(EXTRACTED MATERIAL begins)
PR #830, opened 2023-08-22
dnf5: Configure secondary logger for dnf5

m-blaha:
The logger writes messages with level ERROR and higher directly to the 
stderr so that user can see them.
Currently some libdnf5 errors are buried in the log file and user is not aware
of the problem until they read the log. This change should increase the
visibility of such problems.

### DIFF
--- a/dnf5/main.cpp
+++ b/dnf5/main.cpp
@@ -60,6 +60,7 @@ along with libdnf.  If not, see <https://www.gnu.org/licenses/>.
 #include <libdnf5/logger/factory.hpp>
 #include <libdnf5/logger/global_logger.hpp>
 #include <libdnf5/logger/memory_buffer_logger.hpp>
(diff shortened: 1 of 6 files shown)


m-blaha:
The solving errors are now both logged and separately printed by dnf5 to stderr. Which results in duplicated messages in stderr, for example:

This part comes from the new stderr logger:
```
ERROR Problem: package filesystem-3.9-2.fc29.x86_64 requires setup, but none of the providers can be installed
  - conflicting requests
  - package setup-2.12.1-1.fc29.noarch is filtered out by exclude filtering
```
and this is current transaction errors output:
```
Problem: package filesystem-3.9-2.fc29.x86_64 requires setup, but none of the providers can be installed
  - conflicting requests
  - package setup-2.12.1-1.fc29.noarch is filtered out by exclude filtering
```
So the PR still needs a bit of work... But the priority is not high.

Issue #834, opened 2023-08-23
Enhance libdnf5::create_file_logger() to allow user-defined file names


m-blaha:
Currently only hard-coded "dnf5.log" file name is used.
But different tools (like dnf5daemon, dnf5-automatic) will need to log into different locations.

blocks: https://github.com/rpm-software-management/dnf5/issues/57

PR #835, opened 2023-08-24
logger: Possibility to set log file name

m-blaha:
I think responsibility for setting the log file name should be on the API
users, and not the library.
This patch enhances `create_file_logger()` method to accept log file name
parameter and also deprecates the variant without the name.

Resolves: https://github.com/rpm-software-management/dnf5/issues/834

### DIFF
--- a/dnf5/main.cpp
+++ b/dnf5/main.cpp
@@ -71,6 +71,8 @@ along with libdnf.  If not, see <https://www.gnu.org/licenses/>.
 #include <filesystem>
 #include <iostream>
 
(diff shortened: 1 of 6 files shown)


jan-kolarik:
Looks good. What about CLI users, do we want to allow changing log file name also for them? In that case, configuration option might probably be better?

m-blaha:
Thinking about it more, I would prefer to postpone introducing a new config option until someone has a real use-case for it.
(it's in-line with our "be reluctant to introduce new config options since it's hard to get rid of them" policy ;) )

jan-kolarik (approved):

PR #1308, opened 2024-03-13
modules: Report switching module streams

pkratoch:
Replacement for https://github.com/rpm-software-management/dnf5/pull/1285 , but opened against the dnf5-5.2.0.0 branch.

The tests are still here: https://github.com/rpm-software-management/ci-dnf-stack/pull/1462

### DIFF
--- a/libdnf5/base/transaction_module.cpp
+++ b/libdnf5/base/transaction_module.cpp
@@ -19,23 +19,11 @@ along with libdnf.  If not, see <https://www.gnu.org/licenses/>.
 
 #include "libdnf5/base/transaction_module.hpp"
 
+#include "transaction_module_impl.hpp"
+
 #include <utility>
 
 namespace libdnf5::base {
-
-class TransactionModule::Impl {
-public:
-    Impl(std::string module_name, std::string module_stream, Action action, Reason reason);
-
-private:
-    friend TransactionModule;
-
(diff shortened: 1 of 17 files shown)


kontura:
@pkratoch it seems a rebase is needed.

libdnf5/base/transaction_module.cpp
```diff
@@ -34,7 +34,8 @@ class TransactionModule::Impl {
     Action action;
     Reason reason;
     std::string module_name;
-    std::string module_stream;
+    std::string source_stream;
+    std::string target_stream;
```
kontura, line 38: Looking at https://github.com/fedora-modularity/libmodulemd/blob/main/yaml_specs/modulemd_obsoletes_v1.yaml I think it would be possible that a `TransactionModule` should change to a different `module:stream` (not only a stream).

What about to use similar approach like `TransactionPackage`, add something like `get_replaces()` or `get_replaced_by()`?

pkratoch: Thanks for the suggestion! I am not quite sure how the obsoletes will be implemented, but I modified the `TransactionModule` similarly to the `TransactionPackage`. The `get_replaced_by()` is not needed for stream switching, but I added it, too, for later use for obsoletes.

kontura:
Thank you

PR #1309, opened 2024-03-13
Don't set obsoletes < 5 for ELN/RHEL yet

sgallagher:
The necessary pieces are not yet in place for RHEL 11 and this results in conflicts.

screenshot

### DIFF
--- a/dnf5.spec
+++ b/dnf5.spec
@@ -2,7 +2,7 @@
 %global project_version_minor 1
 %global project_version_patch 14
 
-%bcond dnf5_obsoletes_dnf %[0%{?fedora} > 41 || 0%{?rhel} > 10]
+%bcond dnf5_obsoletes_dnf %[0%{?fedora} > 41 || 0%{?rhel} > 11]
 
 Name:           dnf5
 Version:        %{project_version_major}.%{project_version_minor}.%{project_version_patch}


ppisar:
Can you tell us what are "The necessary pieces are not yet in place for RHEL 11" so that we know when we can do the switch?

Besides your patch is not syntactically correct and all builds fail ("macro expansion did not return an integer:  (%2)
"), I'd rather prefer changing it into "%[0%{?fedora} > 41 || 0%{?rhel} > 11]". We will decrease it to 10 when "the necessary pieces" are there.

sgallagher:
> Guessing from the screenshot, it's that comps groups list "yum" as a mandatory package?

I honestly don't know what the "necessary pieces" are, but since they're not there for `f40`, they are similarly not ready for ELN/RHEL 11. So if you want to make it `> 11` that works fine for me. I'll push a revision.

sgallagher:
For more context: we want DNF5 to be available in Fedora ELN because we want to switch to it for mock/Koji build purposes. We'll move to it as a replacement for DNF4 at the same time Rawhide does.

ppisar:
I'm unable to reproduce the error with a dnf5 nightly build. The ODCS compose mentioned in the screenshot does not contain dnf5 package. Koji build root for ELN contains dnf5 and it obsoletes yum, but installing "yum", or "yum dnf5" does not fail. If I add a repository with a group requiring "yum", installing that group also pass.

Isn't the error a feature of Anaconda?

ppisar:
The new patch looks good. After finishing rpm-build:fedora-rawhide-x86_64 test, I will merge it.
I guess you want it as soon as possible in Rawhide to propagate it to ELN.

Conan-Kudo:
I know that a bunch of things choke on the fact we're using Provides instead of subpackages. I've been tempted to break out the dnf, microdnf, and yum provides back into subpackages to deal with it... 😕

sgallagher:
I can't find the specific reasons this is failing and we need to get containers building again for ELN. Let's merge this and do a build and we'll figure the rest out alongside Rawhide.

ppisar:
Merged. I'm logging out now. I will do the Fedora build on Monady, unless somebody else does it sooner.

ppisar:
This change will be in dnf5-5.1.15-2.fc41 which is now building.

PR #1310, opened 2024-03-14
PackageQuery: Source rpms do not upgrade binary ones

m-blaha:
Noarch packages can be used to upgrade any binary packages, but not source
packages. Fixes incorrect filter_upgrades() behaviour where src packages
were returned as upgrade candidates for noarch packages.

Tests adjustment: https://github.com/rpm-software-management/ci-dnf-stack/pull/1472

### DIFF
--- a/libdnf5/rpm/package_query.cpp
+++ b/libdnf5/rpm/package_query.cpp
@@ -135,7 +135,8 @@ inline libdnf5::sack::QueryCmp remove_glob_when_unneeded(
  *    other (i.e. i386 package can not be upgraded to x86_64, neither the other
  *    way round). If one of them is noarch and the other one colored then the
  *    pkg is upgradable (i.e. one can upgrade .noarch to .x86_64 and then again
- *    to a new version that is .noarch)
+ *    to a new version that is .noarch). Source rpms cannot be used to upgrade
+ *    any binary rpm.
  * :: is of lower version than pkg.
  * :: if there are multiple packages of that name return the highest version
  *    (implying we won't claim we can upgrade an old package with an already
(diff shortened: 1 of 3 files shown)


libdnf5/rpm/package_query.cpp
```diff
@@ -159,8 +160,14 @@ Id what_upgrades(libdnf5::solv::RpmPool & spool, const Solvable * solvable) {
...
-        if (updated->arch != solvable->arch && updated->arch != ARCH_NOARCH && solvable->arch != ARCH_NOARCH) {
-            continue;
+        if (updated->arch != solvable->arch) {
+            if (solvable->arch == ARCH_SRC || solvable->arch == ARCH_NOSRC || updated->arch == ARCH_SRC ||
+                updated->arch == ARCH_NOSRC) {
+                continue;
+            }
+            if (updated->arch != ARCH_NOARCH && solvable->arch != ARCH_NOARCH) {
+                continue;
+            }
```
j-mracek, line 170: LGTM, this condition is really good one. Interesting thing is that this condition will still create incorrect result for packages with incompatible architecture.

When installed package is `pkgA-1-1.noarch` and available are `pkgA-2-1.x86_64` and `pkgA-2-1.s390` both will be considered as upgrades regardless of system architecture. Fortunately it requires 2 rare conditions. I do not think that we should resolve the issue, because for the final decision we have a solver.

j-mracek (approved):
LGTM

libdnf5/rpm/package_query.cpp
m-blaha: Well, although the `.s390` version is not installable, it still is (unlike the source rpm) a possible upgrade to a `.noarch` package. It depends on what we want from `filter_upgrades()` to exactly do... Btw we need to document this filter (I've just checked the `package_query.hpp` header file and found that the documentation is virtually missing).

PR #1314, opened 2024-03-15
conf: Fix append options overrides

m-blaha:
Fixes the use case when an append option is initialized with higher
priority, and user tries to change it with lower priority. This should
not be allowed.

Example of incorrect behavior without this patch:

$ cat /etc/dnf/dnf.conf:
[main]
excludepkgs=kernel-core,acpi

$ dnf5 install acpi --exclude=
Repositories loaded.
Argument 'acpi' matches only excluded packages.

For: https://github.com/rpm-software-management/dnf5/issues/1331

### DIFF
--- a/libdnf5/conf/config_utils.hpp
+++ b/libdnf5/conf/config_utils.hpp
@@ -28,11 +28,13 @@ namespace libdnf5 {
 
 template <typename T>
 static void option_T_list_append(T & option, Option::Priority priority, const std::string & value) {
+    if (priority < option.get_priority()) {
+        return;
+    }
     if (value.empty()) {
         option.set(priority, value);
         return;
     }
-    auto add_priority = priority < option.get_priority() ? option.get_priority() : priority;
     auto val = option.from_string(value);
     bool first = true;
     for (auto & item : val) {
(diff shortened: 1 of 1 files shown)


m-blaha:
Unfortunately this change is not enough. Although this fixes resetting of append options, it breaks the other functionality of append options - ability to add new items to the configured ones from the command line.

Currently the order of config loading in dnf5 is following:

1. command line options are set to `config` object directly during parsing using COMMANDLINE priority
2. then options from the config files are loaded using MAINCONFIG / REPOCONFIG priority (which is lower then commandline)

So before the fix reset was broken due to not respecting priorities (config options with lower priority were actually added to command line values with higher priority).
And after the priorities fix the adding of new values is broken due to the loading order.

It makes me wonder whether introducing the `append options` was the best choice...

m-blaha:
Well, we have (there are four of five scenarios currently disabled for dnf5 like this one - https://github.com/rpm-software-management/ci-dnf-stack/blob/2c61e632ebaaf4613c6bb2767d38fab3bc87f9c2/dnf-behave-tests/dnf/append_options.feature#L95). But this fix introduces another issue so I tend to close the PR in favor of a proper fix in the future.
(EXTRACTED MATERIAL ends)
Using the records above, say how many lines include the string "namespace". Only the number is wanted.

(SOLUTION): 2